Proprio nel ’74, una troupe di artisti marziali fu inviata negli Stati Uniti per proseguire l’opera di disgelo tra le due sponde del Pacifico, inaugurata due anni prima con la «diplomazia del ping pong» di Glenn Cowan e Zhuang Zedong. Prescelto tra i fortunati «ambasciatori del kung fu», un Jet Li ancora pubescente ricorda di essersi esibito in mirabolanti acrobazie nel giardino della Casa Bianca e che, ricevuto l’invito del presidente americano Richard Nixon a prestare servizio come sua guardia del corpo, gli avesse candidamente risposto: «Non voglio proteggere nessuno. Voglio soltanto difendere il miliardo di connazionali cinese»

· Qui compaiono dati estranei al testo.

PR #17647, opened 2023-09-26
[Android] Fix RefreshView loading indicator position

### LINKED ISSUE #17592: [Android] RefreshView disappears when switching tabs in a TabbedPage
### Description

When a RefreshView is hosted inside a TabbedPage, the RefreshView's progress circle disappears when switching between tabs.

Also, as a bonus bug: why is the RefreshView's progress circle half occluded by the tabs?

image

### Steps to Reproduce

1. Get a RefreshView spinning in a tab.
2. Switch to the other tab. Go back.
3. The RefreshView is still refreshing behind the scenes, but its progress circle has vanished

https://github.com/mfeingol/repros/tree/master/RefreshViewInTabbedPageRepro

### Version with bug

8.0.0-rc.1.9171

Unknown/Other

### Affected platforms

Android

13

No.

### Relevant log output

_No response_

### LINKED ISSUE #17610: [regression/8.0.0-rc.1.9171] RefreshView indicator hidden behind Navigation bar
### Description

When using an RefreshView at .net 8 the indicator at refreshing is always hidden behind navigation bar, before at .net 7 I can see it completly.

.net 8
behind

.net 7
behind7

```  
<ContentPage.Content>
     <RefreshView  >
             <CollectionView 
                  ItemsSource="{Binding Employees}" 
                  ItemTemplate="{StaticResource EmployeeTemplate}" 
                  ItemsLayout="VerticalGrid, 2" />
         </RefreshView>
        

     
 </ContentPage.Content>
 ```

### Steps to Reproduce

_No response_

_No response_

### Version with bug

[8.0.0-rc.1.9171](https://github.com/dotnet/maui/releases/tag/8.0.0-rc.1.9171)

### Affected platforms

Android

Android 13

_No response_

### Relevant log output

_No response_

### LINKED ISSUE #18987: RefreshView indicator is begind Content Page Title
### Description

RefreshView indicator is behind Content Page Title

### Steps to Reproduce

Create .NET 8 MAUI App
Put RefreshView inside a Tabbed page
Title hover the RefreshView indicator

Screenshot_20231123-160134 1

_No response_

### Version with bug

8.0.3

6.0

### Affected platforms

Android

Android 13

_No response_

### Relevant log output

_No response_

### PR DESCRIPTION
**Pull request by jsuarezruiz**
### Description of Change

Fix RefreshView loading indicador position on Android.

Before the changes
issue-17610-before
After the changes
issue-17610-after

.NET MAUI Gallery RefreshView sample behavior with the changes
refreshview

### Issues Fixed

Fixes #17610
Fixes #18987

### CODE REVIEW

File: src/Core/src/Handlers/RefreshView/RefreshViewHandler.Android.cs [hunk 1]
```diff
@@ -13,7 +13,9 @@ protected override void ConnectHandler(MauiSwipeRefreshLayout platformView)
 		{
 			base.ConnectHandler(platformView);
 			platformView.Refresh += OnSwipeRefresh;
-			platformView.SetProgressViewEndTarget(true, 50);
+
+			int progressViewEndOffset = 50 + platformView?.ProgressViewEndOffset ?? 0;
```
jsuarezruiz, line 17: The refresh indicator resting position is always positioned near the top of the refreshing content. With the changes, we always set the position 50 px based on whether or not there is a toolbar or actionbar present (ProgressViewEndOffset value).

RelxOff (approved):
👍

src/Core/src/Handlers/RefreshView/RefreshViewHandler.Android.cs
dustin-wojciechowski: Hmm, a solution that incorporated changed the px count according to device dpi would be a more rigid solution to this, I think. But the 50 was just enough to clear the issue of the spinner getting stuck. This was a strange issue because I'm certain it's a fault on the Android side.

dustin-wojciechowski (approved):
An explanatory comment could benefit if we need to revisit at a later date (or even a variable for user to modify themselves for that offset), but solution should handle this problem.

PureWeen (changes requested):
I'm guessing the 50 comes from the action bar height which is 48px. We have a `ContextExtentions` property that's GetActionBarHeight()

Though I do wonder about this fix somewhat. 

If you inspect the layout using Android Studio does the refreshview extend up into the ActionBar? Is that why the visualization is under the actionbar? 

Do we need to fix the REfreshView so that it's bounds don't go underneathe the action bar?

jsuarezruiz:
> I'm guessing the 50 comes from the action bar height which is 48px. We have a `ContextExtentions` property that's GetActionBarHeight()
> 
> Though I do wonder about this fix somewhat.
> 
> If you inspect the layout using Android Studio does the refreshview extend up into the ActionBar? Is that why the visualization is under the actionbar?
> 
> Do we need to fix the REfreshView so that it's bounds don't go underneathe the action bar?

The `ActionBarHeight `is bigger than the default `ProgressViewEndOffset`.

src/Core/src/Handlers/RefreshView/RefreshViewHandler.Android.cs
PureWeen: https://issuetracker.google.com/issues/110463864

PureWeen: It looks like there are a few things going on here

1) it looks like there's a bug with the SwipeRefreshLayout.  It's kind of odd because they fixed it two years ago, but it's not fixed in the latest androidx packages. If you look at the main branch they've added an else into the nestedscrollview code https://android-review.googlesource.com/c/platform/frameworks/support/+/1734993 which triggers a reset of the indicator so it hides when you scroll up. I tried a few paths to mimic what they are doing but I'm not sure a reliable way to do this.

2) I'm not sure why exactly, but, for whatever reason our RefreshView isn't clipping to bounds. If you use the SwipeRefreshLayout in a platform app you'll see the indicator goes outside the bounds of the refreshview so it hides itself out of view. My guess is that this is related to our layouts vs using androids in the box layouts. 

3) Calling any of the SetProgress* APIs works around the [original](https://github.com/dotnet/maui/pull/17080) issue because calling any of those APIs sets the `mUsingCustomStart` private variable on the SwipeRefreshLayout which causes this path, so the visibility of the spinner will get set to `Gone` once you've scrolled all the way back to zero. 

image

The size of the ToolBar is kind of irrelevant here. Like if you just call this
`SetProgressViewOffset(false, ProgressViewStartOffset, ProgressViewEndOffset);`

It works "fine"

if you call this
`SetProgressViewOffset(false, 0, ProgressViewEndOffset);`

It also works fine and then the refresh circle doesn't go above the `RefreshView`.

I'm not quite sure where y'all got 50 from, and what that's trying to accomplish? 

If we want to somewhat replicate the values inside the `SwipeRefreshLayout` then I think we'd call it like this

`SetProgressViewOffset(true, ProgressViewStartOffset, ProgressViewEndOffset - Math.Abs(ProgressViewStartOffset));`

Which I just pulled from here

image

That causes the indicator when refreshing to land in the same spot. I like setting the scale to true. I think the non scaling version is odd, especially if there's a toolbar.


Also, I would call `SetProgressViewOffset` inside the ctor of `SwipeRefreshLayout`, that way if developers want to call `SetProgressViewOffset` themselves they don't have to figure out when we call it.

PureWeen: Once we merge this if we could add a manual test that'd be cool!

PureWeen (changes requested):
https://github.com/dotnet/maui/pull/17647#discussion_r1433358418

I think we should put this
`SetProgressViewOffset(true, ProgressViewStartOffset, ProgressViewEndOffset - Math.Abs(ProgressViewStartOffset));`

into the ctor of our MauiSwipeRefreshLayout

That seems to yield a behavior closest to the default.

jsuarezruiz:
Close in favor of https://github.com/dotnet/maui/pull/19767

PR #17672, opened 2023-09-26
Run template tests run in parallel to save 15min of run time

Eilon:
It looks like maybe yes! I set a max of 2 threads parallel because that seems to get significant gains (15min faster!) and _so far_ seems reliable.

Here are examples of build times from a few random builds without the change and the last one is with the change in this PR:

| AzDO build report link | Build platform: Windows (just tests) | Build platform: macOS (just tests) |
| --- | --- | --- |
| https://dev.azure.com/xamarin/public/_build/results?buildId=98121&view=results | 1h 9m (52m) | 1h 4m (58m) |
| https://dev.azure.com/xamarin/public/_build/results?buildId=98115&view=results | 1h 14m (56m) | 1h 3m (58m) |
| https://dev.azure.com/xamarin/public/_build/results?buildId=98112&view=results | 1h 8m (51m) | 1h 5m (59m) |
| https://dev.azure.com/xamarin/public/_build/results?buildId=98124&view=results | 1h 8m (50m) | 1h 11m (1h 6m) |
| https://dev.azure.com/xamarin/public/_build/results?buildId=98135&view=results<br>**Attempt 1 from this PR - about 15min faster!!!** | Attempt 1: **53m (36m)** | Attempt 1: **51m (46m)** |
| https://dev.azure.com/xamarin/public/_build/results?buildId=98118&view=results<br>**Attempt 2 from this PR - about 15min faster!!!** | Attempt 2: **1h 0m (39m)** | Attempt 2: **49m (45m)** |

And more historical data available in build analytics (go to https://dev.azure.com/xamarin/public/_pipeline/analytics/duration?definitionId=57&contextType=build, filter Stages by `Test Templates`):
image
And the times range from 51min-59min over the last two weeks.

I propose that we take this change to significantly improve build times. We can later consider cranking up the parallelization level and see if it remains reliable. Or, if it seems to make things flaky, it's easy to set it to 1 thread.

This PR includes a few related changes:

1. Actually make the tests run in parallel via an NUnit attribute.
2. Guarantee that each test *always* gets its own unique folder. With the previous code there are hypothetical cases where tests could end up re-using folders (extremely unlikely, but possible).
3. Ensure max project name is not exceeded. On WinUI the AppX uses the project name for some metadata that has a max length. By sheer luck we never exceeded it before (we were at the exact max length with project names like `Buildmauilibnet60DebugTrue\id01039Buildmauilibnet60DebugTrue.csproj`). In this change the project names are shortened if necessary to prevent issues. As part of (2) to make super-unique names, I caused names to just barely exceed the max length, so (3) became necessary.


src/TestUtils/src/Microsoft.Maui.IntegrationTests/TemplateTests.cs
```diff
@@ -1,16 +1,19 @@
 using Microsoft.Maui.IntegrationTests.Apple;
 
+[assembly: LevelOfParallelism(2)]
```
Eilon, line 3: This is the key part of the change. Can adjust in the future higher/lower.

src/TestUtils/src/Microsoft.Maui.IntegrationTests/AndroidTemplateTests.cs
```diff
@@ -58,28 +58,29 @@ public void AndroidTemplateTearDown()
 		public void RunOnAndroid(string id, string framework, string config)
 		{
 			var projectDir = TestDirectory;
-			var projectFile = Path.Combine(projectDir, $"{Path.GetFileName(projectDir)}.csproj");
+			var projectName = DotnetInternal.GetProjectName(projectDir);
+			var projectFile = Path.Combine(projectDir, $"{projectName}.csproj");
```
Eilon, line 62: This change and other `projectName` stuff is repeated for nearly every test: it's what ensures that the lengthy project names used throughout the tests are not _too_ long for WinUI AppX (see PR description for more info).

Eilon:
@ruiminhu / @PureWeen / @mattleibow - any thoughts on getting this in? I see this as potentially improving our engineering lives by not only getting test results quite a bit faster, but potentially shorter queue times as well.

samhouts (approved):

rmarinho (approved):

Issue #17571, opened 2023-09-22
[Android] Border not clipping correctly content Image w/ Margin & custom Clip


jsuarezruiz:
### Description

The Border on Android is not clipping correctly content Image.
![image](https://github.com/dotnet/maui/assets/6755973/a9dfb0ef-50b1-4d27-af19-3056b7f4af11)

### Steps to Reproduce

1. Download or sync https://github.com/jsuarezruiz/netmaui-surfing-app-challenge
2. Launch the App on Android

Tra alti e bassi, sembra sia stata proprio la spiccata coloritura nazionalista ad aver assicurato al kung fu (termine che dagli anni ’70 ha soverchiato l’originale wushu) i favori dell’establishment durante il secolo scorso. Mantenendosi in equilibrio tra esaltazione della Patria e sfida all’ordine costituito, nel corso della storia l’antica arte cinese è stata fida alleata delle dinastie Tang (618-907) e Ming (1368–1644), ma fiera oppositrice dei reggenti mancesi (1644-1911) nell’ambito di un movimento di rivalutazione dell’etnia dominante Han contro l’invasore straniero. «Fan Qing Fu Ming»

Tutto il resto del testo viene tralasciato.